Quel est le risque en cas d’acceptation ?
Supposons que vous ayez hérité d’une somme d’argent. Combien de temps devrez-vous la laisser sur le compte pour payer les créanciers qui pourraient se manifester plus tard ? Les créanciers peuvent en effet ne se manifester que de nombreuses années plus tard. Si le testateur avait garanti un prêt auprès d’une entreprise ou d’une autre personne, les créanciers ne viendront réclamer cette garantie qu’en cas de défaut de paiement.
Supposons que vous n’ayez hérité que de la nue-propriété. Le régime légal du mariage prévoit que le conjoint survivant hérite de l’usufruit sur l’ensemble de la succession. Cela signifie que ce conjoint peut continuer à vivre dans la maison familiale, à empocher les revenus locatifs d’autres maisons, ainsi que les dividendes et les intérêts d’un portefeuille de titres. Vous ne pouvez donc pas encaisser cet héritage tout de suite, et vous risquez toujours de perdre votre propre argent si des dettes du testateur refont surface quelque part.
Les recherches bancaires coûtent
Vous pouvez également demander au notaire d’effectuer une recherche bancaire avant d’accepter la succession, ce qui implique de payer plusieurs centaines d’euros de frais aux banques. Le coût varie d’une banque à l’autre et en fonction du nombre d’années sur lesquelles vous souhaitez remonter. Si des sommes importantes ont encore été transférées ou retirées au cours des dernières années avant le décès, cela apparaîtra lors d’une enquête bancaire. En Belgique, il n’est pas possible de déshériter ses héritiers. Chaque héritier a droit à une part minimale de la succession. Supposons qu’un père ait injustement favorisé certains de ses enfants, cela pourrait ressortir d’une enquête bancaire.
Carol Bohyn explique qu’il existe une autre option que le refus ou l’acceptation de l’héritage. “Vous pouvez également accepter un héritage sous bénéfice d’inventaire, si, par exemple, vous craignez que des créanciers ne se manifestent à l’avenir. Il s’agit d’une procédure relativement lourde, qui exige que le notaire publie un appel aux créanciers dans le Moniteur belge. Cette procédure nécessite un inventaire officiel et coûte plusieurs milliers d’euros.”
Une protection qui n’est pas totale
Les créanciers peuvent alors frapper à votre porte pour, dans le pire des cas, réclamer la totalité de votre part de la succession, mais pas plus. Les créanciers ne peuvent jamais vous demander d’apurer un montant de dettes du testateur supérieur à celui dont vous avez hérité. Cela semble plus agréable en théorie qu’en pratique.

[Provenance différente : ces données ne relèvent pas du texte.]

PR #93, opened 2020-08-11
Apply

ViktoriiaKovalova:
add applying recommendation function


pkg/automation/apply.go
```diff
@@ -0,0 +1,108 @@
...
+const (
+	projectPath     = "projects"
+	zonePath        = "zones"
+	instancePath    = "instances"
+	diskPath        = "disks"
+	machineTypePath = "machineTypes"
+)
+
+// DoOperation does the action specified in the operation.
+func (s *googleService) DoOperation(operation *gcloudOperation) error {
```
minorczyka, line 41: I would like to have unit tests for `DoOperation` and `Apply` functions. We should have a test for every type of operation and for every type of recommendation we support.

pkg/automation/apply.go
```diff
@@ -0,0 +1,108 @@
...
+		default:
+			return errors.New(operationNotSupportedMessage)
+		}
+	case "replace":
+		if operation.ResourceType != "compute.googleapis.com/Instance" {
+			return errors.New(operationNotSupportedMessage)
+		}
+		switch operation.Path {
+		case "/machineType":
+			return s.replaceMachineType(operation)
```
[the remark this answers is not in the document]
Podkamienna: Actually it doesn't and it probably should (to change the machine type, it must be stopped first). Should I change the replaceMachineType function or call stopInstance before calling it and start instance after calling it?

pkg/automation/apply.go
Podkamienna: I don't have any good idea, in which way should the unit tests work. Can I ask for some hint?

Podkamienna: One of my ideas is adding a recommendation list to the test service and checking, if the changes in it are the ones I expect. Another idea is checking if the right functions are called with correct parameters.

pkg/automation/apply.go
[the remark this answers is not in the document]
minorczyka: If trying to change machine type of a running VM doesn't work (doesn't stop it, resize and restart) then we definitely should do it ourselves.

pkg/automation/apply.go
minorczyka: These unit tests should test if correct methods (with correct parameters) of `GoogleService` interface are called: `StopInstance`, `StartInstance`, `MarkRecommendationClaimed` etc. We introduced this interface so we can easily mock this calls.

You will most probably have problems with using mock because you declared these new functions as methods of `googleService`, you might have to change them to be normal functions.

pkg/automation/service.go
```diff
@@ -71,6 +71,12 @@ type GoogleService interface {
 
 	// starts the specified instance
 	StartInstance(project, zone, instance string) error
+
+	// tests if the machine type is correct
+	TestMachineType(project string, zone string, instance string, value interface{}, valueMatcher *gcloudValueMatcher) (bool, error)
+
+	// tests if the status is correct
+	TestStatus(project string, zone string, instance string, value interface{}, valueMatcher *gcloudValueMatcher) (bool, error)
```
minorczyka, line 79: I wouldn't add these functions to the interface. Right now, functions here correspond to similar calls from Compute API or Recommender API. While these two functions just have some of our logic and just call GetInstance method.

pkg/automation/apply_test.go
```diff
@@ -0,0 +1,420 @@
...
+type calledFunction struct {
+	functionName string
+	arguments    []interface{}
+	results      []interface{}
+}
+
+type ApplyMockService struct {
+	GoogleService
+	calledFunctions []calledFunction
+}
```
minorczyka, line 24: testify library that we're already using has a mock package: https://github.com/stretchr/testify#mock-package

It might be shorter and cleaner than using your own solution. But I've never used it and I might be wrong so please just have a look and consider if we want to use it.

Podkamienna: I'm not sure - I mean, if we wanted to test if the right functions are called, I think it would be quite similar. But we could do the same thing one level lower - mock the calls to recommender API and compute API. But the issue with that is the methods of GoogleService, need to receive a server to perform further calls. It would be possible to mock that, but it could get quite long and complicated.

pkg/automation/service.go
Podkamienna: But then I need to mock the call to getInstance method. And that's an issue, because testing (TestMachineType and TestStatus) functions dereference the pointer to the returned machineInstance. It's quite difficult to tell what getInstance should return - what status and machine type should be set in the returned instance. So what I did is returning (true, nil) from the testing functions, when they receive (nil, nil) from the getInstance method. But I don't like this solution - it's not very elegant.

Podkamienna: But I also can set Value and ValueMatcher to nil in the recommendations in the tests, and I guess that this is good enough.

Podkamienna: Okay, in the end, I pass the result that GetInstance should return in the service struct.

pkg/automation/operation_handlers.go
```diff
@@ -0,0 +1,161 @@
...
+	path := operation.Resource
+
+	project, errProject := extractFromURL(path, projectParam)
+	zone, errZone := extractFromURL(path, zoneParam)
+	instance, errInstance := extractFromURL(path, instanceParam)
+	err := chooseNotNil(errProject, errZone, errInstance)
+	if err != nil {
+		return err
+	}
+
```
ViktoriiaKovalova, line 34: this code is repeating in testStatus, also GetInstance call in TestMachineType is similar to the code in TestStatus. I think we can make it a bit more readable & structured if we put that part into separate function.
for example:
```
 func TestInstanceFields(service GoogleService, operation ...) {
        path := operation.Resource
	project, errProject := extractFromURL(path, projectParam)
	zone, errZone := extractFromURL(path, zoneParam)
	instance, errInstance := extractFromURL(path, instanceParam)
	err := chooseNotNil(errProject, errZone, errInstance)
	if err != nil {
		return err
	}
        machineInstance, err := service.GetInstance(project, zone, instance)
	if err != nil {
		return false, err
	}
        var testField string
        switch operation.Path {
		case "/machineType":
			testField = machineInstance.MachineType
		case "/status":
			testField = machineInstance.Status
		default:
			return errors.New(operationNotSupportedMessage)
		}
       match, err := testMatching(testField, operation.Value, ...)
      if err != nil {
              //todo
      }
      if !match {
            return fmt.Errorf("field %s of instance is not as expected: equal to %s, not matching %v and %v", operation.Path, testField, operation.Value, operation.ValueMatcher) 
     }
     return nil
}
```

ViktoriiaKovalova: it's just a draft, i wrote it in comment on github, so there might be some errors, and some parts are missing:)

pkg/automation/apply_test.go
```diff
@@ -0,0 +1,1026 @@
...
+
+	for i := range functions {
+		result = append(result, calledFunction{functions[i], arguments[i], results[i]})
+	}
+
+	return result, nil
+}
+
+// Checks if two arrays of calledFunction type are equal
+func compareCalledFunctions(t *testing.T, expected, received []calledFunction) {
```
ViktoriiaKovalova, line 100: was assert.Equal(t, expected, received) not working?

pkg/automation/apply_test.go
```diff
@@ -0,0 +1,1026 @@
...
+		Action:       "test",
+		Path:         "/machineType",
+		Resource:     "//compute.googleapis.com/projects/rightsizer-test/zones/us-east1-b/instances/alicja-test",
+		ResourceType: "compute.googleapis.com/Instance",
+		ValueMatcher: &gcloudValueMatcher{MatchesPattern: ".*zones/us-east1-b/machineTypes/n1-standard-4"},
+	}
+
+	service := ApplyMockService{getInstanceResult: &compute.Instance{MachineType: "zones/us-east1-b/machineTypes/n1-standard-4"}}
+	err := DoOperation(&service, &operation)
+	assert.Nilf(t, err, "DoOperation shouldn't return an error")
```
ViktoriiaKovalova, line 129: You can use NoError method here: https://godoc.org/github.com/stretchr/testify/assert#NoError
(Doesn't really matter which one to use, but with NoError it's easier to understand that you want to check for no errors)

pkg/automation/apply_test.go
```diff
@@ -0,0 +1,1026 @@
...
+
+	expectedFunctions := []string{"GetInstance"}
+	expectedArguments := [][]interface{}{{"rightsizer-test", "us-east1-b", "alicja-test"}}
+	expectedResults := [][]interface{}{{&compute.Instance{MachineType: "zones/us-east1-b/machineTypes/n1-standard-4"}, nil}}
+
+	expected, _ := newCalledFunctions(expectedFunctions, expectedArguments, expectedResults)
+	compareCalledFunctions(t, expected, service.calledFunctions)
```
ViktoriiaKovalova, line 136: put this code in 'if' as in this example: https://godoc.org/github.com/stretchr/testify/assert#NoError
because we don't want to check it if checking for no errors already failed

pkg/automation/apply_test.go
```diff
@@ -0,0 +1,1026 @@
...
+
+	expectedFunctions := []string{"DeleteDisk"}
+	expectedArguments := [][]interface{}{{"rightsizer-test", "europe-west1-d", "vertical-scaling-krzysztofk-wordpress"}}
+	expectedResults := [][]interface{}{{nil}}
+
+	expected, _ := newCalledFunctions(expectedFunctions, expectedArguments, expectedResults)
+	compareCalledFunctions(t, expected, service.calledFunctions)
+}
+
+// Checks if receiveing an operation without necessary parameter
```
ViktoriiaKovalova, line 251: receiving*

pkg/automation/apply.go
```diff
@@ -0,0 +1,126 @@
...
+				errMark := service.MarkRecommendationFailed(recommendation.Name, recommendation.Etag)
+				if errMark != nil {
+					return errMark
+				}
+
+				return err
+			}
+		}
+	}
+	err = service.MarkRecommendationSucceeded(recommendation.Name, recommendation.Etag)
```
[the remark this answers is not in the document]
Podkamienna: Okay, thank you. I didn't realize that Etag will change.

pkg/automation/apply_test.go
```diff
@@ -0,0 +1,1026 @@
...
+		"MarkRecommendationClaimed",
+		"GetInstance",
+		"StopInstance",
+		"MarkRecommendationSucceeded",
+	}
+	expectedArguments := [][]interface{}{
+		{"projects/323016592286/locations/us-central1-a/recommenders/google.compute.instance.IdleResourceRecommender/recommendations/63378bdf-9ffe-4ea4-b8ee-04145f2a59c9", "\"9f58395697934a1a\""},
+		{"rightsizer-test", "us-central1-a", "vkovalova-instance-memory-1"},
+		{"rightsizer-test", "us-central1-a", "vkovalova-instance-memory-1"},
+		{"projects/323016592286/locations/us-central1-a/recommenders/google.compute.instance.IdleResourceRecommender/recommendations/63378bdf-9ffe-4ea4-b8ee-04145f2a59c9", "\"9f58395697934a1a\""},
```
ViktoriiaKovalova, line 318: maybe we can just use recommendation.Name, recommendation.Etag instead of copypasting these values? cause it's a bit hard to read and we can easily make some typo.
also, to make sure that these values are the same as when recommendation was declared, we can just make a copy  of recommendation and test with assert.Equal that recommendation stayed the same after Apply was called.

ViktoriiaKovalova: also, as i mentioned in previous comments, etag will change, so you can just add some symbol ('1', for example) to it in mock Mark methods, and check that in this case MarkRecommendationSucceeded was already called with recommendation.Etag + "1" or something like this.

pkg/automation/apply_test.go
```diff
@@ -0,0 +1,1026 @@
...
+		Name:      "projects/323016592286/locations/europe-west1-d/recommenders/google.compute.disk.IdleResourceRecommender/recommendations/1e32196d-fc39-4358-9c9b-cec17a85f4ea",
+		StateInfo: &gcloudStateInfo{State: "Active"},
+	}
+
+	service := ApplyMockService{calledFunctions: []calledFunction{}}
+	err := Apply(&service, &recommendation)
+	assert.Nilf(t, err, "Apply shouldn't return an error")
+
+	expectedFunctions := []string{
+		"MarkRecommendationClaimed",
```
ViktoriiaKovalova, line 366: it seems a bit not convenient for you to write this markrecommendationclaimed + succeeded every time. seems like   a bad design. i still think that we should separate actually applying recommendation in separate function. what do you think?

ViktoriiaKovalova: now as we'll change this etag updating you'll also have to update expected etag in second call to Mark in each of those tests, but if we'll make apply separate function, that we'll be called from ApplyAndClaim, then you'll only need to update tests testing ApplyAndClaim.

pkg/automation/apply_test.go
Podkamienna: Actually, I wanted to make the code simpler, by just assuming, that as this is a helper function, we will never receive an error. So then maybe I should just cause panic, if something is wrong, instead of returning an error? I mean, it will only return an error, if it receives arrays of different lengths.

pkg/automation/apply_test.go
Podkamienna: But I think that recommendation should change after apply?

pkg/automation/apply_test.go
Podkamienna: But then we would probably need to have another function, that calls 5/6 small functions and I think it would be easier to make a mistake or forget something. I can create another "constructor" for calledFunction type, which will insert the correct values at the beginning and end of calledFunctions array. I will change etag, by passing the recommendation to a function updateRecommendation, which will increment etag by one.

Podkamienna: Because, from what I understand, the recommendation, that is passed to apply, should be overwritten by the one returned from markClaimed, and later from markFailed/Succeeded?

pkg/automation/apply_test.go
ViktoriiaKovalova: why? you don't change it anywhere in apply function

Podkamienna: Yes, but I think I should. Because Etag of the recommendation changes.

pkg/automation/apply_test.go
ViktoriiaKovalova: i meant just having a function like:
```
func Apply(recommendation ...) err {
      rec, err := MarkClaimed(recommendation.Name, //etag)
      if err != nil {
           //todo
      }
      err = DoOperations(recommendation)
      if err != nil {
           _, _ := MarkFailed(//todo)
          return err
      }
      return nil
}
```

Podkamienna: Is it on purpose, that checking status and MarkSucceeded is not here?

ViktoriiaKovalova: I proposed it because it would make unit-testing easier, having small functions instead of one big function doing a lot of things.

Podkamienna: And you want to do that to be able to make the bigger part of the tests, to test DoOperations and not Apply? I think that it may be a good idea.

ViktoriiaKovalova: yes, that's way you don't have to add MarkClaimed + Suceeded to every test.
And for Apply we can just have 2 tests to check MarkClaimed + MarkFailed / MarkClaimed + MarkSuceeded is called in Apply as expected(if there is error/ no error).

pkg/automation/apply_test.go
ViktoriiaKovalova: ok, you are right, if you'll update recommendation that's fine

ViktoriiaKovalova: just try to avoid copypasting these lines

pkg/automation/apply_test.go
ViktoriiaKovalova: in my opinion you suggestion is okay, just leave some clear description of error in log.Fatal()

pkg/automation/apply_test.go
Podkamienna: Yes, that's actually a mistake. In other tests I used recommendation.Name.

pkg/automation/apply_test.go
Podkamienna: I didn't know, that Go was smart enough to be able to do it this way. That's quite cool.

pkg/automation/apply_test.go
ViktoriiaKovalova: > Is it on purpose, that checking status and MarkSucceeded is not here?

nope, i forgot it

pkg/automation/apply_test.go
```diff
@@ -0,0 +1,1097 @@
...
+		Action:       "test",
+		Path:         "/machineType",
+		Resource:     "//compute.googleapis.com/projects/rightsizer-test/zones/us-east1-b/instances/alicja-test",
+		ResourceType: "compute.googleapis.com/Instance",
+		ValueMatcher: &gcloudValueMatcher{MatchesPattern: ".*zones/us-east1-b/machineTypes/n1-standard-4"},
+	}
+
+	service := ApplyMockService{getInstanceResult: &compute.Instance{MachineType: "zones/us-east1-b/machineTypes/n1-standard-4"}}
+	err := DoOperation(&service, &operation)
+	assert.NoErrorf(t, err, "DoOperation shouldn't return an error")
```
ViktoriiaKovalova, line 126: `f` in the end of the method indicated that is can be used to format the text, like in Printf, so you don't really have to use it here. But it would be working fine, of course

pkg/automation/apply.go
```diff
@@ -0,0 +1,133 @@
...
+		return testInstanceField(service, operation)
+	case "replace":
+		if operation.ResourceType != "compute.googleapis.com/Instance" {
+			return errors.New(operationNotSupportedMessage)
+		}
+		switch operation.Path {
+		case "/machineType":
+			return replaceMachineType(service, operation)
+		case "/status":
+			if operation.Value != "TERMINATED" {
```
ViktoriiaKovalova, line 56: i would be nice to have constants for status of machine actually. it's used only once in this file, but you use it in tests frequently("ACTIVE"/"TERMINATED").

pkg/automation/apply_test.go
```diff
@@ -0,0 +1,1097 @@
...
+			},
+		},
+		Etag:      "\"40204a1000e5befe\"",
+		Name:      "projects/323016592286/locations/us-central1-a/recommenders/google.compute.instance.MachineTypeRecommender/recommendations/5df355d9-2f50-4567-a909-bcfcebcf7d66",
+		StateInfo: &gcloudStateInfo{State: "Active"},
+	}
+
+	service := ApplyMockService{}
+	err := DoOperations(&service, &recommendation)
+	assert.Error(t, err, operationNotSupportedMessage)
```
ViktoriiaKovalova, line 499: are you trying to test here that err will have message `operationNotSupportedMessage`?

pkg/automation/apply_test.go
```diff
@@ -0,0 +1,1097 @@
...
+							Action:       "replace",
+							Path:         "/machineType",
+							Resource:     "//compute.googleapis.com/projects/rightsizer-test/zones/us-central1-a/instances/sidharan-e2-with-stackdriver",
+							ResourceType: "compute.googleapis.com/Instance",
+							Value:        "zones/us-central1-a/machineTypes/e2-medium",
+						},
+					},
+				},
+			},
+		},
```
ViktoriiaKovalova, line 578: i'm not sure if you need to test whole DoOperations function if you want to see if some operation will fail. I think you can have tests for DoOperation on single operation for this purpose. And if you wanted to check that after one failed operation DoOperations won't proceed with others you can have a separate test as in TestFailedTest for it. I mean it would have been easier for you to do it this way, but it's not a problem

ViktoriiaKovalova (commented):
i have a few comments for the functions, but they look good.
tests are a bit hard to read because there are a lot of unnecessary code, like when you are testing that operation will fail, but actually testing whole recommendation with a few operations. It would be nice for every test to be focused on simple task, and if you want to test 2 things at once, maybe sometimes it's better to split it to 2 tests.

pkg/automation/apply_test.go
Podkamienna: Yes, I was trying to do that, and now I actually do that.

pkg/automation/apply.go
Podkamienna: Yes and the same goes for "replace" "remove" "test" and many other strings. I don't think, that this is a reason for defining a constant - I don't think that this would make the code easier to understand. If something was to change with the recommendation's content, then it would make it easier to adapt - but if something changed with recommendations, the whole app would probably stop working.

pkg/automation/apply_test.go
Podkamienna: I think you're right. I just didn't really know, how to write unite tests. Now I think I understand it better. Do you think, that it is worth it, to change them to be simpler and have more of them?

ViktoriiaKovalova: you can leave it as it is

pkg/automation/access.go
```diff
@@ -92,22 +92,17 @@ func (s *googleService) ListAPIRequirements(project string, apis []string) ([]Re
...
+	[]string{"compute.disks.createSnapshot", "compute.snapshots.create"},    // CreateSnapshot
+	[]string{"compute.disks.delete"},                                        // DeleteDisk
+	[]string{"compute.instances.get"},                                       // GetInstance
+	[]string{"recommender.computeDiskIdleResourceRecommendations.list"},     // ListRecommendations for google.compute.disk.IdleResourceRecommender
+	[]string{"recommender.computeInstanceIdleResourceRecommendations.list"}, // ListRecommendations for google.compute.instance.IdleResourceRecommender
+	[]string{"recommender.computeInstanceMachineTypeRecommendations.list"},  // ListRecommendations for google.compute.instance.MachineTypeRecommender
+	[]string{"compute.regions.list"},                                        // ListRegionsNames
+	[]string{"compute.zones.list"},                                          // ListZonesNames
+	[]string{"compute.instances.start"},                                     // StartInstance
+	[]string{"compute.instances.stop"},                                      // StopInstance
```
ViktoriiaKovalova: why have you deleted some of the permissions in this commit?

pkg/automation/apply.go
ViktoriiaKovalova: it's mostly needed to avoid some typos while writing code in this case.And generally it's a better practice than writing some repeatedly used strings in code, especially when they might be changed some time later, like error messages, for example. but it's just a minor comment, you can leave it if you want

pkg/automation/apply.go
```diff
@@ -0,0 +1,130 @@
...
+				return errors.New(operationNotSupportedMessage)
+			}
+
+			return stopInstance(service, operation)
+		default:
+			return errors.New(operationNotSupportedMessage)
```
ViktoriiaKovalova, line 62: could you please also remove default case here

pkg/automation/apply.go
```diff
@@ -0,0 +1,130 @@
...
+		}
+	case "add":
+		switch operation.ResourceType {
+		case "compute.googleapis.com/Snapshot":
+			return addSnapshot(service, operation)
+		default:
+			return errors.New(operationNotSupportedMessage)
+		}
```
ViktoriiaKovalova, line 70: and here?

ViktoriiaKovalova:
please make sure every file have license header (now some don't)

pkg/automation/access.go
Podkamienna: I don't know, I copied them from another commit and probably some of them were hidden, because they were not changed, and I didn't notice that.

ViktoriiaKovalova:
Hi! It's a national holiday today, so I'm OOO, don't wait for me on our meeting

minorczyka (approved):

“Accepter un héritage sous bénéfice d’inventaire ne dispense pas des impôts, prévient Carol Bohyn. C’est un problème avec les legs fictifs, par exemple. Supposons que le testateur décède moins de trois ans après avoir vendu sa maison. Si l’argent de cette vente est introuvable au moment de l’ouverture de la succession, le fisc suppose que les héritiers disposent de l’argent. Les héritiers doivent alors payer beaucoup de droits de succession alors qu’ils n’ont jamais vu l’argent. Dans une telle situation, la charge de la preuve est inversée. Le contribuable doit alors prouver, à l’aide de virements, de factures ou d’autres pièces justificatives, où est allé cet argent.”